Shows all the MCA parameters for all components that ompi_info finds, whereas:

shell$ ompi_info --param btl all

Shows all the MCA parameters for all BTL components that ompi_info finds. Finally:

shell$ ompi_info --param btl tcp

Shows all the MCA parameters for the TCP BTL component.


9. How do I set the value of MCA parameters?

There are three main ways to set MCA parameters, each of which are searched in order.

  1. Command line: The highest-precedence method is setting MCA parameters on the command line. For example:

    shell$ mpirun --mca mpi_show_handle_leaks 1 -np 4 a.out
    

    This sets the MCA parameter mpi_show_handle_leaks to the value of 1 before running a.out with four processes. In general, the format used on the command line is "--mca <param_name> <value>".

    Note that when senting multi-word values, you need to use quotes to ensure that the shell and Open MPI understand that they are a single value. For example:

    shell$ mpirun --mca param "value with multiple words" ...
    

  2. Environment variable: Next, environment variables are searched. Any environment variable named OMPI_MCA_<param_name> will be used. For example, the following has the same effect as the previous example (for sh-flavored shells):

    shell$ OMPI_MCA_mpi_show_handle_leaks=1
    shell$ export OMPI_MCA_mpi_show_handle_leaks
    shell$ mpirun -np 4 a.out
    

    Or, for csh-flavored shells:

    shell% setenv OMPI_MCA_mpi_show_handle_leaks 1
    shell% mpirun -np 4 a.out
    

    Note that setting environment variables to values with multiple words requires quoting, such as:

    # sh-flavored shells
    shell$ OMPI_MCA_param="value with multiple words"
    
    # csh-flavored shells
    shell% setenv OMPI_MCA_param "value with multiple words"
    

  3. Aggregate MCA parameter files: Simple text files can be used to set MCA parameter values for a specific application. See this FAQ entry (Open MPI version 1.3 and higher).
  4. Files: Finally, simple text files can be used to set MCA parameter values. Parameters are set one per line (comments are permitted). For example:

    # This is a comment
    # Set the same MCA parameter as in previous examples
    mpi_show_handle_leaks = 1
    

    Note that quotes are not necessary for setting multi-word values in MCA parameter files. Indeed, if you use quotes in the MCA parameter file, they will be used as part of the value itself. For example:

    # The following two values are different:
    param1 = value with multiple words
    param2 = "value with multiple words"
    

    By default, two files are searched (in order):

    1. $HOME/.openmpi/mca-params.conf: The user-supplied set of values takes the highest precedence.
    2. $prefix/etc/openmpi-mca-params.conf: The system-supplied set of values has a lower precedence.

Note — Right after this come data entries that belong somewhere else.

PR #8031, opened 2025-06-03
[Deprecations] Initial deprecation of mlrun/ml-base image

Yacouby:
This PR deprecates the use of the `mlrun/ml-base` image and transitions to using `mlrun/mlrun` instead. 

The following changes were made:
- Added Dask-related packages to the `requirements.txt` of the `mlrun/mlrun` image.
- Replaced `mlrun/ml-base` with `mlrun/mlrun` for the dask_kfp_image in `config.py`.
- Added a deprecation warning to the client side when using ml-base image and to  the server when encountering the `mlrun/ml-base` image, and replaced its enrichment logic to use the `mlrun/mlrun` image instead.
- Updated system tests using ml-base to use mlrun image instead.

Note: Removing the image, its associated Dockerfile and update any relevant CI/CD rules will be done in a separate PR.

Jira:
https://iguazio.atlassian.net/browse/ML-10057


mlrun/utils/helpers.py
```diff
@@ -912,6 +912,21 @@ def enrich_image_url(
...
+            if mlrun.utils.helpers.validate_component_version_compatibility(
+                "mlrun-client", "1.10.0", mlrun_client_version=tag
+            ):
+                warnings.warn(
+                    "'mlrun/ml-base' image is deprecated in 1.10.0 and will be removed in 1.12.0, "
+                    "please use 'mlrun/mlrun' instead.",
+                    # TODO: Remove this in 1.12.0
+                    FutureWarning,
+                )
+                image_url = image_url.replace("mlrun/ml-base", "mlrun/mlrun")
```
TomerShor, line 926: So we are replacing the image under the hood here. Do we want to do it even when an ml-base image from an earlier version?

Yacouby: no, thats why i checked if the version is >= `1.10.0` then the replacement is done, otherwise it should stay as is.
Thats because ml-base image from earlier versions will not include all the dask packages for example.

mlrun/launcher/client.py
```diff
@@ -60,6 +61,15 @@ def prepare_image_for_deploy(runtime: "mlrun.runtimes.BaseRuntime"):
         ):
             image = mlrun.mlconf.function_defaults.image_by_kind.to_dict()[runtime.kind]
 
+        # Warn if user explicitly set the deprecated mlrun/ml-base image
+        if image and "mlrun/ml-base" in image:
+            warnings.warn(
+                "'mlrun/ml-base' image is deprecated in 1.10.0 and will be removed in 1.12.0, "
+                "please use 'mlrun/mlrun' instead.",
```
alonmr:
```suggestion
                "use 'mlrun/mlrun' instead.",
```

mlrun/runtimes/daskjob.py
```diff
@@ -192,7 +192,7 @@ def __init__(self, spec=None, metadata=None):
         super().__init__(spec, metadata)
         self._cluster = None
         self.use_remote = not mlrun.k8s_utils.is_running_inside_kubernetes_cluster()
-        self.spec.build.base_image = self.spec.build.base_image or "daskdev/dask:latest"
+        self.spec.build.base_image = self.spec.build.base_image or "mlrun/mlrun"
```
alonmr:
```suggestion
        self.spec.build.base_image = self.spec.build.base_image or mlconf.default_base_image
```

mlrun/utils/helpers.py
```diff
@@ -912,6 +912,21 @@ def enrich_image_url(
...
     is_mlrun_image = image_url.startswith("mlrun/") or "/mlrun/" in image_url
 
+    if is_mlrun_image and "mlrun/ml-base" in image_url:
+        if tag:
+            if mlrun.utils.helpers.validate_component_version_compatibility(
+                "mlrun-client", "1.10.0", mlrun_client_version=tag
+            ):
+                warnings.warn(
+                    "'mlrun/ml-base' image is deprecated in 1.10.0 and will be removed in 1.12.0, "
+                    "please use 'mlrun/mlrun' instead.",
```
alonmr:
```suggestion
                    "use 'mlrun/mlrun' instead.",
```

server/py/services/api/utils/builder.py
```diff
@@ -840,7 +840,6 @@ def is_mlrun_image(base_image):
     mlrun_images = [
         "mlrun/mlrun",
         "mlrun/mlrun-gpu",
-        "mlrun/ml-base",
```
alonmr: shouldnt remove this until the image is really removed

mlrun/launcher/client.py
alonmr: you also need to add that for clients >= 1.10 we replace it to mlrun/mlrun

alonmr (commented):
Nice job! A few comments

server/py/services/api/utils/builder.py
Yacouby: 👍  will add it to this PR : https://github.com/mlrun/mlrun/pull/8040

mlrun/utils/helpers.py
```diff
@@ -912,6 +912,21 @@ def enrich_image_url(
     # it's an mlrun image if the repository is mlrun
     is_mlrun_image = image_url.startswith("mlrun/") or "/mlrun/" in image_url
 
+    if is_mlrun_image and "mlrun/ml-base" in image_url:
+        if tag:
+            if mlrun.utils.helpers.validate_component_version_compatibility(
```
TomerShor, line 917: use `framework.utils.helpers.validate_client_version`

mlrun/utils/helpers.py
TomerShor: I understand 👍

TomerShor (changes requested):

mlrun/utils/helpers.py
Yacouby: MLRun server may import mlrun but not the way around

Yacouby: thats the error that i get from the linter once i try to call the method you suggested

TomerShor: OK 👍

liranbg (approved):

TomerShor (approved):

PR #8043, opened 2025-06-06
[Serving] Implement serving graph as a job

gtopper:
[ML-10065](https://iguazio.atlassian.net/browse/ML-10065)

This allows the user to define a serving function, customize its graph, turn it into a job using the `to_job()` method, and then run/deploy the job.

[ML-10065]: https://iguazio.atlassian.net/browse/ML-10065?atlOrigin=eyJpIjoiNWRkNTljNzYxNjVmNDY3MDlhMDU5Y2ZhYzA5YTRkZjUiLCJwIjoiZ2l0aHViLWNvbS1KU1cifQ


mlrun/runtimes/nuclio/serving.py
```diff
@@ -812,3 +821,31 @@ def _set_as_mock(self, enable):
...
+        """
+        Convert this ServingRuntime to a KubejobRuntime, so that the graph can be run as a standalone job.
+
+        :param target_mapping: Set this to map targets in this ServingRuntime to other targets that will run as
+          part of the standalone job. For example, you may wish to replace a ParquetTarget in order to change its path.
+        """
+        serving_job = self.copy()
+        if target_mapping:
+            for from_name, (to_name, to_step) in target_mapping.items():
+                to_step = to_step.copy()
```
theSaarco: Would be better to verify that `to_step` is indeed a target step.

mlrun/runtimes/nuclio/serving.py
```diff
@@ -812,3 +821,31 @@ def _set_as_mock(self, enable):
...
+    ) -> KubejobRuntime:
+        """
+        Convert this ServingRuntime to a KubejobRuntime, so that the graph can be run as a standalone job.
+
+        :param target_mapping: Set this to map targets in this ServingRuntime to other targets that will run as
+          part of the standalone job. For example, you may wish to replace a ParquetTarget in order to change its path.
+        """
+        serving_job = self.copy()
+        if target_mapping:
+            for from_name, (to_name, to_step) in target_mapping.items():
```
theSaarco: So you're assuming that `target_mapping` is a dict `str -> tuple(name, step)`? This doesn't match the definition of the object in the function signature. Also, not sure why you need the `to_name` in this case? The thinking was that the step provided will have the same target name as the one it replaces.

mlrun/runtimes/nuclio/serving.py
```diff
@@ -812,3 +821,31 @@ def _set_as_mock(self, enable):
...
+                to_step = to_step.copy()
+                to_step.after = serving_job.spec.graph.steps[from_name].after
+                to_step.responder = serving_job.spec.graph.steps[from_name].responder
+                del serving_job.spec.graph.steps[from_name]
+                serving_job.spec.graph.steps[to_name] = to_step
+
+        spec = KubeResourceSpec(
+            serving_spec=serving_job._get_serving_spec(),
+            default_handler="mlrun.serving.server.execute_graph",
+        )
```
theSaarco: Are there no other parameters that need copying in this case? I would think most of these parameters need copying as well (resources, mounts etc.).

mlrun/serving/server.py
```diff
@@ -405,6 +411,80 @@ def v2_serving_init(context, namespace=None):
...
+            await run(data)
+
+    termination_result = server.wait_for_completion()
+    if asyncio.iscoroutine(termination_result):
+        termination_result = await termination_result
+
+    return responses, termination_result
+
+
+def execute_graph(
```
theSaarco, line 482: Should add documentation here, since this is the handler that will be called, so the parameters need to be documented.

mlrun/runtimes/nuclio/serving.py
```diff
@@ -709,6 +713,7 @@ def _get_serving_spec(self):
             "track_models": self.spec.track_models,
             "default_content_type": self.spec.default_content_type,
             "model_endpoint_creation_task_name": self.spec.model_endpoint_creation_task_name,
+            "filename": getattr(self.spec, "filename", None),
```
theSaarco, line 710: Why is this needed? I see in this PR that it's used in tests to run the job locally with custom classes, and it can work with `code_to_function` but how will this work with `project.set_function()` (which is what users are expected to be using now)?

mlrun/serving/server.py
```diff
@@ -405,6 +411,80 @@ def v2_serving_init(context, namespace=None):
...
+        batch_size = len(df)
+
+    batch = []
+    for index, row in df.iterrows():
+        data = row.to_dict()
+        if batching:
+            batch.append(data)
+            if len(batch) == batch_size:
+                await run(batch)
+                batch = []
```
theSaarco, line 468: You don't handle the case of a last batch that's smaller than `batch_size`. Should add an additional `run(batch)` after the loop if `batch` is not empty.

server/py/services/api/tests/unit/runtimes/test_serving.py
```diff
@@ -165,23 +160,6 @@ def _assert_deploy_spec_has_secrets_config(
                     },
                 },
             ]
-            if use_config_map:
```
theSaarco, line 168: Why was this removed? Has this changed due to this PR?

tests/launcher/test_local.py
```diff
@@ -187,3 +191,75 @@ def func_b():
...
+    )
+    graph = function.set_topology("flow", engine="async")
+
+    with tempfile.TemporaryDirectory() as tmp_dir:
+        graph.to(name="increaser", class_name="SepalLengthIncreaser")
+        graph.to(name="parquet", class_name="storey.ParquetTarget", path=tmp_dir)
+
+        target_mapping = None
+        if with_target_mapping:
+            new_target = params_to_step(
```
theSaarco: This is probably not how users will actually do this - I would expect them to use the MLRun classes, such as `mlrun.datastore.ParquetTarget` directly, rather than use this internal `params_to_step` function.

theSaarco (changes requested):
Looks very good, but some changes are still needed, and I have some questions about some aspects of the implementation.

tests/launcher/test_local.py
gtopper: Then they'll need to pass this as a string, same as we do everywhere else (i.e. in `step.to()`). That is to say, we can call `params_to_step` internally for the user.

server/py/services/api/tests/unit/runtimes/test_serving.py
gtopper: The config map is now added in the server side launcher, and therefore doesn't show up in the result for the purpose of this test. Do you have a suggestion how these tests might be modified to work with the later addition of the config map? I tried, but couldn't figure out a way in reasonable time.

mlrun/runtimes/nuclio/serving.py
gtopper: In serving, we don't actually have a distinction between target and non-target steps. That only exists in feature store.

mlrun/runtimes/nuclio/serving.py
gtopper: Removed `to_name`.

> The thinking was that the step provided will have the same target name as the one it replaces.

Regarding this one, should we enforce that? I.e. fail if the step's name (as defined in step.name) differs from the original name?

This could prevent the pitfall of breaking steps that come after the target, which storey supports in principle, but is not a typical use case and is not even very well-defined in terms of what events a target step might output and with what guarantees.

mlrun/serving/server.py
gtopper: Fixed and added a test.

mlrun/runtimes/nuclio/serving.py
gtopper: Added all the relevant ones (please check).

mlrun/runtimes/nuclio/serving.py
theSaarco: I think we should enforce. Failing early at this point will save trouble later. So, verify that the step sent as target has the same name as the one being replaced.

server/py/services/api/tests/unit/runtimes/test_serving.py
theSaarco: This is a unit test, so everything here is a bit complex, mocking flows in various ways. If the functionality is now in the launcher then I can't really point at an easy fix to make sure we go through this flow.

mlrun/runtimes/nuclio/serving.py
gtopper: Done.

mlrun/serving/server.py
gtopper: Done.

mlrun/serving/server.py
```diff
@@ -405,6 +411,94 @@ def v2_serving_init(context, namespace=None):
     _set_callbacks(server, context)
 
 
+async def async_execute_graph(
+    context: MLClientCtx,
+    data: DataItem,
+    batching: bool,
+    batch_size: Optional[int],
+) -> (list[Any], Any):
```
gtopper: I'm thinking we should probably remove the termination result, because it's never been documented or tested via mlrun, and managing termination result over a split graph is also something I'm not sure we can currently due from mlrun.

Basically, it's always been a feature of storey that's used only for testing.

theSaarco: In this case there's no consideration of split graph (for now), so technically this challenge doesn't exist here.
As for the actual feature and whether we should expose it - unless we can tell for sure that nobody uses it, it's probably better to keep this here. In most cases it would simply be `None` IIUC.

tests/launcher/test_local.py
theSaarco: This really goes back to the question of how target steps are represented in the graph today. The users can create class instances of those targets, or we can indeed call `params_to_step` for them. My concern is mostly that `params_to_step` is not widely documented and is mostly an internal function, so it's better if we do this for the users like we do in other places.

mlrun/serving/server.py
gtopper: By split graph, I mean nonlinear, not multiple functions. And yes, we can tell for sure that no one uses it because it's never been exposed.

theSaarco: ok, so let's discuss this. Returning the termination result was something that was brought up in the design of this feature as something that should be exposed. If there's nobody using it at all and it's not in use in MLRun (vs. directly with storey) then I agree this can be removed.

gtopper: Removed termination result.

tests/launcher/test_local.py
gtopper: We discussed this with @assaf758 and @royischoss and decided to leave target_mapping out of this requirement for the time being. Removed from PR.

mlrun/runtimes/nuclio/serving.py
gtopper: Will follow up on it in [another story](https://iguazio.atlassian.net/browse/ML-10214) / PR, as discussed today.

theSaarco (approved):
LGTM.

PR #8051, opened 2025-06-08
[Artifacts] Allow partial filtering over parent name and parent tag

davesh0812:
Implements  - https://iguazio.atlassian.net/browse/ML-10123


moranbental (approved):
LGTM

PR #8059, opened 2025-06-08
[API/Kubejob] Retry jobs controller [feature/retry-job]

alonmr:
## Periodic controller for jobs retries

* Update run state to "pendingRetry" on client execution
* Fallback to API monitoring for run updates
* Periodic submit retry job
* Use cache on run uids to ensure retry exactly once

https://iguazio.atlassian.net/browse/ML-10113


mlrun/common/runtimes/constants.py
```diff
@@ -185,12 +188,19 @@ def error_and_abortion_states():
...
+            | set(RunStates.error_and_abortion_states())
+        )
+
     @staticmethod
     def not_allowed_for_deletion_states():
         return [
             RunStates.running,
             RunStates.pending,
-            # TODO: add aborting state once we have it
+            # TODO: add aborting?
```
liranbg: I think can be removed

mlrun/config.py
```diff
@@ -118,6 +118,12 @@
             # max number of parallel abort run jobs in runs monitoring
             "concurrent_abort_stale_runs_workers": 10,
             "list_runs_time_period_in_days": 7,  # days
+            "retry": {
+                # periodic job for triggering retries interval in seconds
+                "interval": "30",
+                # runs limit to fetch for retrying
+                "runs_limit": 1000,
```
liranbg:
```suggestion
                "fetch_runs_limit": 1000,
```

mlrun/execution.py
```diff
@@ -450,10 +454,11 @@ def from_dict(
         if start:
             start = parser.parse(start) if isinstance(start, str) else start
             self._start_time = start
-        self._state = "running"
+        self._state = mlrun.common.runtimes.constants.RunStates.running
```
liranbg, line 457: can we distinguish between the state updates on local vs by server? I wonder because this functionality perhaps should move to server side? to launcher? this function remains here means it may run on both local and remote and I am not sure the retry is relevant at all to local runs

mlrun/execution.py
```diff
@@ -1147,9 +1155,15 @@ def set_state(
         updates = {"status.last_update": now_date().isoformat()}
 
         if error is not None:
-            self._state = "error"
+            new_state = mlrun.common.runtimes.constants.RunStates.error
```
liranbg: final_state / desired_state / override_state

mlrun/launcher/base.py
```diff
@@ -359,7 +360,10 @@ def _enrich_run(
             | state_thresholds
         )
         run.spec.state_thresholds = state_thresholds or run.spec.state_thresholds
-        run.spec.retry = retry
+        run.spec.retry = retry or run.spec.retry
+        if run.status.state == mlrun.common.runtimes.constants.RunStates.pending_retry:
+            run.status.state = mlrun.common.runtimes.constants.RunStates.running
+            run.status.retry_count = (run.status.retry_count or 0) + 1
```
liranbg:
```suggestion
            run.status.retry_count = run.status.retry_count or 0 # in case it is none
            run.status.retry_count += 1 # increment by one
```

server/py/services/api/main.py
```diff
@@ -193,6 +196,7 @@ async def _start_periodic_functions(self):
             self._start_periodic_project_summaries_calculation()
         self._start_periodic_partition_management()
         self._start_periodic_refresh_smtp_configuration()
+        self._start_periodic_retry_jobs()
```
liranbg: wrap in feature gate

server/py/services/api/main.py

    More specifically, the MCA parameter mca_param_files specifies a colon-delimited path of files to search for MCA parameters. Files to the left have lower precedence; files to the right are higher precedence.

    Keep in mind that, just like components, these parameter files are only relevant where they are "visible" (see this FAQ entry). Specifically, Open MPI does not read all the values from these files during startup and then send them to all nodes in the job -- the files are read on each node during each process' startup. This is intended behavior: it allows for per-node customization, which is especially relevant in heterogeneous environments.


10. What are Aggregate MCA (AMCA) parameter files?

Starting with version 1.3, aggregate MCA (AMCA) parameter files contain MCA parameter key/value pairs similar to the $HOME/.openmpi/mca-params.conf file described in this FAQ entry.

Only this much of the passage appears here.